E' in quei giorni che Dylan Thomas attende a
"In Country Sleep", la più bella poesia che egli abbia mai scritto.
Ed ha ragione Luigi Berti - nella commemorazione che fa dell'amico scomparso
apparsa sul "Corriere Elbano" del 7 gennaio 1954 - a dire che il
poeta gallese "avesse stabilito rapporti d'amicizia e di simpatia con gli
abitanti dell'intero paese di Rio Marina - ove aveva trovato gente che in
quanto a bere vino gli dava dei punti - ma forse tutto avveniva perché
nell'ambiente delle miniere e dei minatori Dylan molto ritrovava del suo Galles (la gente antica e
rude, ma sincera; i paesaggi selvatici e aspri, le vie strette e a scala, il
via- vai degli asini e delle capre), tutta l'atmosfera di un paese massiccio
che a momenti appare come un vero pianeta a sé stante, sconvolto come sempre
dalle cave e dalle mine, dalle nuove escavazioni e dalle nuove strade che
queste comportano. A Rio, infatti, Dylan già lavorava a quel radiodramma sulla
vita dei minatori del Galles...ma in certi caratteri par di ravvisare Pierino,
anarchico e l'uomo più forte dell'Elba che quando diceva basta era basta in
terra e in mare; il Chiros, con la maglia da cambusiere greco che portava in
quell'agosto del 1947, dietro il banco del suo caffè".

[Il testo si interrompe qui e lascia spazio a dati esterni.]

PR #151, opened 2021-11-20
Add deepimagej config generation

constantinpape:
Write the deepimagej config. Still need to get the pixel size information somehow.
cc @esgomezm

### DIFF
--- a/bioimageio/core/build_spec/build_model.py
+++ b/bioimageio/core/build_spec/build_model.py
@@ -1,7 +1,6 @@
 import datetime
 import hashlib
 import os
-import shutil
 from pathlib import Path
 from shutil import copyfile
 from typing import Any, Dict, List, Optional, Tuple, Union
@@ -291,7 +290,8 @@ def _get_deepimagej_macro(name, kwargs, export_folder):
     url = f"https://raw.githubusercontent.com/deepimagej/imagej-macros/master/bioimage.io/{macro}"
 
     path = os.path.join(export_folder, macro)
-    # TODO do we use requests?
+    # use https://github.com/bioimage-io/core-bioimage-io-python/blob/main/bioimageio/core/resource_io/utils.py#L267
+    # instead if the implementation is update s.t. an output path is accepted
     with requests.get(url, stream=True) as r:
         with open(path, "w") as f:
             f.write(r.text)
--- a/bioimageio/core/build_spec/build_model.py
+++ b/bioimageio/core/build_spec/build_model.py
@@ -1,6 +1,7 @@
 import datetime
 import hashlib
 import os
+import shutil
 from pathlib import Path
 from shutil import copyfile
 from typing import Any, Dict, List, Optional, Tuple, Union
@@ -11,6 +12,7 @@ import requests
 import bioimageio.spec as spec
 import bioimageio.spec.model as model_spec
 from bioimageio.core import export_resource_package, load_raw_resource_description
+from bioimageio.core.resource_io.nodes import URI
 from bioimageio.core.resource_io.utils import resolve_local_source, resolve_source
 
 try:
@@ -52,8 +54,8 @@ def _infer_weight_type(path):
         raise ValueError(f"Could not infer weight type from extension {ext} for weight file {path}")
 
 
-def _get_weights(weight_uri, weight_type, source, root, **kwargs):
-    weight_path = resolve_source(weight_uri, root)
+def _get_weights(original_weight_source, weight_type, source, root, **kwargs):
+    weight_path = resolve_source(original_weight_source, root)
     if weight_type is None:
         weight_type = _infer_weight_type(weight_path)
     weight_hash = _get_hash(weight_path)
@@ -65,7 +67,7 @@ def _get_weights(weight_uri, weight_type, source, root, **kwargs):
         source_file, source_class = source.replace("::", ":").split(":")
 
         # get the source path
-        source_file = resolve_source(source_file, root)
+        source_file = _ensure_local(source_file, root)
         source_hash = _get_hash(source_file)
 
         # if not relative, create local copy (otherwise this will not work)
@@ -85,7 +87,9 @@ def _get_weights(weight_uri, weight_type, source, root, **kwargs):
         attachments = {}
 
     weight_types = model_spec.raw_nodes.WeightsFormat
-    weight_source = resolve_local_source(weight_uri, root)
+    weight_source = _ensure_local_or_url(original_weight_source, root)
+
+    assert isinstance(weight_source, URI) or weight_source.is_relative_to(root)
     if weight_type == "pytorch_state_dict":
         # pytorch-state-dict -> we need a source
         assert source is not None
@@ -135,7 +139,7 @@ def _get_weights(weight_uri, weight_type, source, root, **kwargs):
 
     elif weight_type == "tensorflow_js":
         weights = model_spec.raw_nodes.TensorflowJsWeightsEntry(
-            source=weight_uri,
+            source=weight_source,
             sha256=weight_hash,
             tensorflow_version=kwargs.get("tensorflow_version", "1.15"),
             **attachments,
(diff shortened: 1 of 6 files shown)


esgomezm:
Hi @constantinpape 

In the ZeroCostDL4Mic notebook for StarDist we directly ask the user for this value. By default the pixel size could be set to 1 pixel. 

In the rest of the notebooks, it's calculated using the following function:
```python
from PIL import Image 
def getPixelSizeTIFFmetadata(TIFFpath, display=False):
  with Image.open(TIFFpath) as img:
    meta_dict = {TAGS[key] : img.tag[key] for key in img.tag.keys()}


  # TIFF tags
  # https://www.loc.gov/preservation/digital/formats/content/tiff_tags.shtml
  # https://www.awaresystems.be/imaging/tiff/tifftags/resolutionunit.html
  ResolutionUnit = meta_dict['ResolutionUnit'][0] # unit of resolution
  width = meta_dict['ImageWidth'][0]
  height = meta_dict['ImageLength'][0]

  xResolution = meta_dict['XResolution'][0] # number of pixels / ResolutionUnit

  if len(xResolution) == 1:
    xResolution = xResolution[0]
  elif len(xResolution) == 2:
    xResolution = xResolution[0]/xResolution[1]
  else:
    print('Image resolution not defined.')
    xResolution = 1

  if ResolutionUnit == 2:
    # Units given are in inches
    pixel_size = 0.025*1e9/xResolution
  elif ResolutionUnit == 3:
    # Units given are in cm
    pixel_size = 0.01*1e9/xResolution
  else: 
    # ResolutionUnit is therefore 1
    print('Resolution unit not defined. Assuming: um')
    pixel_size = 1e3/xResolution

  if display:
    print('Pixel size obtained from metadata: '+str(pixel_size)+' nm')
    print('Image size: '+str(width)+'x'+str(height))
  
  return (pixel_size, width, height)
```

constantinpape:
Thanks for sharing the script @esgomezm, but I fear that this is not very useful for us because we can't rely on having tif files as inputs; the (mandatory) input data are numpy arrays here.
I will go ahead and just add the pixel size as a parameter to the `build_model` function and propagate it to the deepimagej config; then you can pass it to the function.

FynnBe:
incorporating pixel size into the spec (0.4.?) sounds like another hackathon item to me...

constantinpape:
> incorporating pixel size into the spec (0.4.?) sounds like another hackathon item to me...

Yes, def. a point to discuss

constantinpape:
Ok, I updated the deepimagej config function to include the pixel size and fix several issues.
There are still a couple open points:
- I don't understand the deepimagej binarize macro and how to set the threshold in it @esgomezm
- Does deepimagej support models with multiple inputs / outptus? If yes, how to specify the pre-post-processing for this in the config? Afaik there is just a single list of pre/postprocessing, which implies that this is applied to a single in/out tensors

Also, the tests are still failing due to some issues with sample inputs / outputs that I don't understand. But this may be fixed by #164, so we should merge that PR first and then merge main here.

FynnBe:
> Also, the tests are still failing due to some issues with sample inputs / outputs that I don't understand. But this may be fixed by #164, so we should merge that PR first and then merge main here.

yes, this should be fixed by #164

bioimageio/core/build_spec/build_model.py
```diff
@@ -258,6 +266,160 @@ def _get_dependencies(dependencies, root):
...
+
+    elif name == "zero_mean_unit_variance":
+        mode = kwargs["mode"]
+        if mode == "fixed":
+            macro = "fixed_zero_mean_unit_variance.ijm"
+            replace = {"paramMean": kwargs["mean"], "paramStd": kwargs["std"]}
+        else:
+            macro = "zero_mean_unit_variance.ijm"
+            replace = {}
+
```
FynnBe, line 281:
```suggestion
    else:
        raise ValueError(name)

```
would save you the duplication of available macro names in the assert above

bioimageio/core/build_spec/build_model.py
```diff
@@ -258,6 +266,160 @@ def _get_dependencies(dependencies, root):
...
+    # elif name == "binarize":
+    #     macro = "binarize.ijm"
+    #     replace = {"", kwargs["threshold"]}
+
+    macro = f"{name}.ijm"
+    url = f"https://raw.githubusercontent.com/deepimagej/imagej-macros/master/bioimage.io/{macro}"
+
+    path = os.path.join(export_folder, macro)
+    # TODO do we use requests?
+    with requests.get(url, stream=True) as r:
```
FynnBe, line 291: let me update https://github.com/bioimage-io/core-bioimage-io-python/blob/74e0f4beafabdb5a43df0d082dd3731c7f968441/bioimageio/core/resource_io/utils.py#L267 to accept `local_path` to get a nice tqdm pbar and then use it here...

constantinpape:
@FynnBe the tests for writing the deepimagej config is still failing with
```
 marshmallow.exceptions.ValidationError: {'sample_outputs': {0: ['Errors in all options for this field. Fix any of the following errors:', ['/tmp/bioimageio_cache/extracted_packages/8cfc68d44ac8c3a154290017d4151113277ca8a27e72a15b39fb4a0792b0ec79/sample_output_0.
tif'], ['expected relative path.']]}, 'sample_inputs': {0: ['Errors in all options for this field. Fix any of the following errors:', ['/tmp/bioimageio_cache/extracted_packages/8cfc68d44ac8c3a154290017d4151113277ca8a27e72a15b39fb4a0792b0ec79/sample_input_0.tif'], ['expected
 relative path.']]}} 
```
although sample_inputs/outputs are treated exactly the same as test_inputs/outputs in `build_model`.

bioimageio/core/build_spec/build_model.py
```diff
@@ -477,6 +705,17 @@ def build_model(
...
+    # debugging: for some reason this causes a validation error for the sample_input / output,
+    # although they are passed in the same format as test inputs / outputs:
+    # (Pdb) model.sample_inputs
+    # [PosixPath('/tmp/bioimageio_cache/extracted_packages/efae734f36ff8634977c9174f01c854c4e2cfc799bc92751a4558a0edd963da6/sample_input_0.tif')]
+    # (Pdb) model.sample_outputs
+    # [PosixPath('/tmp/bioimageio_cache/extracted_packages/efae734f36ff8634977c9174f01c854c4e2cfc799bc92751a4558a0edd963da6/sample_output_0.tif')]
+    # (Pdb) model.test_inputs
+    # [PosixPath('/tmp/bioimageio_cache/extracted_packages/efae734f36ff8634977c9174f01c854c4e2cfc799bc92751a4558a0edd963da6/test_input.npy')]
+    # (Pdb) model.test_outputs
+    # [PosixPath('/tmp/bioimageio_cache/extracted_packages/efae734f36ff8634977c9174f01c854c4e2cfc799bc92751a4558a0edd963da6/test_output.npy')]
```
FynnBe, line 718: should be fixed by #164 ; then this should be removed

FynnBe (commented):
almost there 👍

bioimageio/core/build_spec/build_model.py
FynnBe: > the tests for writing the deepimagej config is still failing with

... or not.. looking into it

FynnBe: the problem is that sample inputs/outputs are absolute and not relative paths...

constantinpape: but test inputs / outptus are also absolute paths. Why does it work for them and not for sample inputs/outputs?

FynnBe:
1942df0 contains bugs! not ready yet...

constantinpape:
> - I don't understand the deepimagej binarize macro and how to set the threshold in it @esgomezm

It's `optimal_thresold`.

> - Does deepimagej support models with multiple inputs / outptus? If yes, how to specify the pre-post-processing for this in the config? Afaik there is just a single list of pre/postprocessing, which implies that this is applied to a single in/out tensors

It's in theory possible, but too complex for now; we will just throw an error for now and leave this for future iterations.

bioimageio/core/build_spec/build_model.py
constantinpape: But the error message is more meaningful in the other case. I will update a bit differently.

FynnBe:
locally for me there remains an issue with sample_inputs/outputs serialization. Not sure what's going on there...

FynnBe:
> although sample_inputs/outputs are treated exactly the same as test_inputs/outputs in build_model.

this turned out to be wrong... in the deepimagej they are treated differently... (this should be fixed now though

FynnBe:
An update to bioimageio.spec should fix the remaining issue of serialization: https://github.com/bioimage-io/spec-bioimage-io/pull/294

constantinpape:
Thanks @FynnBe now it all works.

Dylan era e si proclamava socialista. Di un
socialismo inteso nell'accezione tolstojana, una sorta di cristianesimo
primitivo, dove l'attenzione si rivolge agli umili, ai minatori delle miniere
di ferro, ai pescatori, ai contadini. E' ad essi che egli guarda, quasi per un
bisogno insopprimibile di esprimersi e quindi di prendere posizione, guidato da
un'alta concezione del valore della dignità umana. Al suo arrivo a New York nel
1950 le autorità statunitensi, al corrente delle sue propensioni politiche, gli
crearono da subito difficoltà perché egli aveva firmato la petizione di pace di
Stoccolma ed era stato a Praga per un congresso letterario. Pur tuttavia la
fama del" fine dicitore" prevalse e venne acclamato e conteso ovunque,
finché cadde in coma dopo aver trangugiato diciotto whisky. Morì il 9 novembre
1953, a soli trentanove anni, senza aver più ripreso conoscenza.
Certo la poesia di Dylan Thomas non è semplice.
Abbisogna di una chiave di lettura e il senso prende forma
dopo aver percorso sentieri tortuosi, labirintici.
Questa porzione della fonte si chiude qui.